> [Exercise]:
Scan the data below for lines holding the word "https", and copy each line found.

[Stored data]
------------------------------------

Issue #481, opened 2015-09-24
LiveLogger broken when NodejsPackage.Instance not initialized


mousetraps:
See https://github.com/Microsoft/nodejstools/pull/410#commitcomment-13084935 for more details

hoanhtien:
VS crashes if I reverse my commit.
```C#
private LiveLogger() {
    //if (NodejsPackage.Instance != null) {
        _diagnosticsOptions = NodejsPackage.Instance.DiagnosticsOptionsPage; // crashes here as NodejsPackage.Instance is null
    //}
}
```

PR #497, opened 2015-09-30
Allow LiveLogger to be initialized without the need of NodejsPackage.Instance.

hoanhtien:
This is done by moving _diagnosticsOptions initialization away from LiveLogger constructor.

Fixes https://github.com/Microsoft/nodejstools/issues/481.

### DIFF
--- a/Nodejs/Product/Nodejs/Logging/LiveLogger.cs
+++ b/Nodejs/Product/Nodejs/Logging/LiveLogger.cs
@@ -32,11 +32,19 @@ namespace Microsoft.NodejsTools.Logging {
         private static volatile LiveLogger _instance;
         private static object _loggerLock = new object();
 
-        private NodejsDiagnosticsOptionsPage _diagnosticsOptions = null;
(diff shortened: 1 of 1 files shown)


Nodejs/Product/Nodejs/Logging/LiveLogger.cs
```diff
@@ -32,11 +32,19 @@ internal sealed class LiveLogger {
...
 
         private LiveLogger() {
-            if (NodejsPackage.Instance != null) {
-                _diagnosticsOptions = NodejsPackage.Instance.DiagnosticsOptionsPage;
+        }
+
+        private NodejsDiagnosticsOptionsPage DiagnosticsOptions {
+            get {
+                if (_diagnosticsOptions == null) {
+                    if (NodejsPackage.Instance != null) {
```
mousetraps: simplify this check so that it's `if(_diagnosticsOptions == null && NodejsPackage.Instance != null)`

mousetraps:
minor comment and lgtm after that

------------------------------------

> [Response box]:
See https://github.com/Microsoft/nodejstools/pull/410#commitcomment-13084935 for more details
Fixes https://github.com/Microsoft/nodejstools/issues/481.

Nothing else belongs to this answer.